ADP Lowers 2017 Outlook as Bookings Fall
February 01 2017 - 10:44AM
Dow Jones News
By Imani Moise
Automatic Data Processing Inc.'s earnings rose in the most
recent quarter despite a slowdown in new bookings.
The payroll company lowered its 2017 outlook, forecasting
revenue growth of about 6% compared with prior guidance of 7% to 8%
growth.
Additionally, the company expects new bookings to be about flat
compared with its previous forecast of 4% to 6% growth.
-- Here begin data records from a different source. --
PR #2434, opened 2026-07-25
perf(build): parallelize server dependencies

mcowger:
## Summary
Reduce `build:server` latency by removing a duplicate protocol compilation and building independent server prerequisites concurrently. On the same checkout, the full build improved from 28.30 seconds to 20.89 seconds (26.2%).

## Changes
- **Client build orchestration**: rely on the client workspace's self-contained build to compile protocol once instead of invoking it twice.
- **Server prerequisites**: build highlight, relay, and client concurrently, stopping sibling builds if one fails.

New business bookings declined 5% year-over-year amid customer
uncertainty over U.S. elections, the company said. Chief Financial
Officer Jan Siegmund said the booking pressure should subside as
the year progresses.
Employer services revenue increased 4% and the number of
employees on client's payrolls increased 2.3% on a comparable
basis.
In all for the fiscal second quarter, ADP reported a profit of
$510.9 million, or $1.13 a share, up from $341.4 million, or 74
cents, a year earlier. Excluding certain items, earnings rose to 87
cents a share from 72 cents a share.
Revenue grew 6.4% to $2.99 billion.
Analysts polled by Thomson Reuters had forecast earnings of 81
cents on $3.02 billion in revenue.
Last month, ADP completed the acquisition of human relations
company The Marcus Buckingham Co. for approximately $70
million.
Shares fell 5.2% to $95.70 during early trading Wednesday but
are up 10% over the past three months.
Write to Imani Moise at imani.moise@wsj.com
(END) Dow Jones Newswires
February 01, 2017 10:29 ET (15:29 GMT)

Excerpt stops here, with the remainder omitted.